On the first anniversary of her mother’s death, Bridget (Beca Barton) decides to stay home while her wife goes off to the local pub quiz. She’s disturbed by a knock on the door. It’s a woman (Anna Coupe) with blood on her head, looking for her own mother. The woman believes she is 14 years old, the same age as Bridget’s sister Shona when she disappeared over two decades ago. Could this visitor be Bridget’s sister, or is she a true-crime fan, eager to enter the house at the centre of one of Ireland’s most famous missing persons cases?
So far, so creepy, especially when the radio news talks of changelings and when Bridget’s wife (Georgina Musgrave) relates the legend of Oisin, who returned to Ireland after spending 300 years in the ‘land of the young’. But the tension drops when Bridget, Shona and their other sister Sally, who arrives to help out, discuss their childhoods and their overbearing mother.
While the acting of the four actors is solid, especially that of Mimi Millmore, who plays the cool narcissist Sally, their performances aren’t helped by the odd placement of the stage in the middle of the Glitch. It would be fine if the actors were to use this space, but too often the stage is empty with actors sitting in the front rows of the audience, with the result that they can only be seen by half of the audience. And when, finally, the actors do decide to use the middle space, they sit down on the floor, with the second rows of the audience unable to see them at all. Admittedly, the Glitch is a challenging space, but other shows there have dealt with it.

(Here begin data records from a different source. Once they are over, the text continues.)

PR #102, opened 2022-12-23
ADS-B decoder example

AndersKaloer:
I implemented an ADS-B decoder with FutureSDR, and thought it could be nice to include as an example.

It also contains a simple web-based map that uses the ctrl_port to interact with the flowgraph.

It relies on [adsb_deku](https://github.com/rsadsb/adsb_deku) for decoding the packets. While it supports a lot of formats, I have only implemented the most common ones, and the ones that were easiest to integrate.

I have not performed any actual comparison to other ADS-B implementations, but it seems to perform quite well on my recordings and with an RTL-SDR with the stock telescopic antenna.

Considering that many people are likely to use this example (along with the others) as an example of how to implement a decoder with FutureSDR, I think it should be as close as possible to "idiomatic" FutureSDR. So suggestions are very welcome. For instance, maybe it could make sense to merge some of the blocks, such as the preamble detector and demodulator.

Also note that I copied the web server code from the zigbee example and only made some minor modifications. I am not familiar with gulp, so there might be some unnecessary stuff that can be removed.

### DIFF
--- a/examples/adsb/Cargo.toml
+++ b/examples/adsb/Cargo.toml
@@ -18,4 +18,4 @@ serde = { version = "1.0", features = ["derive"] }
 serde_with = "2.1.0"
 serde_json = "1.0.89"
 env_logger = "0.10.0"
-adsb_deku = { git = "https://github.com/rsadsb/adsb_deku" }
+adsb_deku = "0.6.2"
--- a/examples/adsb/Cargo.toml
+++ b/examples/adsb/Cargo.toml
@@ -1,0 +1,21 @@
+[package]
+name = "adsb_demod"
+version = "0.1.0"
+edition = "2021"
+
+[workspace]
+
+[[bin]]
+name = "listen-adsb"
+path = "src/bin/listen_adsb.rs"
+
+[dependencies]
+clap = { version = "4.0.27", features = ["derive"] }
+futuresdr = { path = "../..", features=["soapy", "audio"] }
+futuredsp = { path = "../../futuredsp" }
+futuresdr-pmt = { path = "../../pmt" }
+serde = { version = "1.0", features = ["derive"] }
+serde_with = "2.1.0"
+serde_json = "1.0.89"
+env_logger = "0.10.0"
+adsb_deku = { git = "https://github.com/rsadsb/adsb_deku" }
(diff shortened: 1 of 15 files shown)


wcampbell0x2a:
I just so happen to follow this project so I saw this pull request. I'm the author of adsb-deku and this is sweet!

examples/adsb/Cargo.toml
```diff
@@ -0,0 +1,21 @@
...
+[dependencies]
+clap = { version = "4.0.27", features = ["derive"] }
+futuresdr = { path = "../..", features=["soapy", "audio"] }
+futuredsp = { path = "../../futuredsp" }
+futuresdr-pmt = { path = "../../pmt" }
+serde = { version = "1.0", features = ["derive"] }
+serde_with = "2.1.0"
+serde_json = "1.0.89"
+env_logger = "0.10.0"
+adsb_deku = { git = "https://github.com/rsadsb/adsb_deku" }
```
wcampbell0x2a, line 21: I pushed an updated library that builds, should be able to change this to `adsb_deku = "0.6.2"`.

Tested this myself and it worked fine.

AndersKaloer: Thanks! It works for me as well.

examples/adsb/src/bin/listen_adsb.rs
```diff
@@ -0,0 +1,142 @@
...
+use std::time::Duration;
+
+#[derive(Parser, Debug)]
+#[clap(version)]
+struct Args {
+    /// Antenna
+    #[clap(short, long)]
+    antenna: Option<String>,
+    /// Soapy Filter
+    #[clap(short, long)]
```
hagmonk, line 27: Suggest removing `short` from `filter` here as it clashes with `file` later on and causes a panic:

```
thread 'main' panicked at 'Command adsb_demod: Short option names must be unique for each argument, but '-f' is in use by both 'filter' and 'file'',
```

I think it's more UX friendly to expect `-f` to be short for `--file` which is why I propose removing short here, but, more important to get rid of the panic 😬

AndersKaloer: Ah, I did not catch that. Thanks!
At the same time, I updated to use clap 4 syntax.

bastibl:
Thanks! This is absolutely awesome :-) I really like how FutureSDR is used here (i.e., it does the stream processing, uses a 3rd party crate for decoding, and exposes data through a web interface). That's exactly how I hoped it would be used. Makes a great example.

There’s not enough intrigue in Little Sister to warrant its 75-minute run time, and director Liam Rees seems divided between leaning into its horror aspects or treating it as a comic family drama. Of course, the play can be both these things, but at the moment, it sits awkwardly between the two. Perhaps some Pinteresque pauses are needed to install more discomfit into the audience. The acts of violence otherwise just don’t work.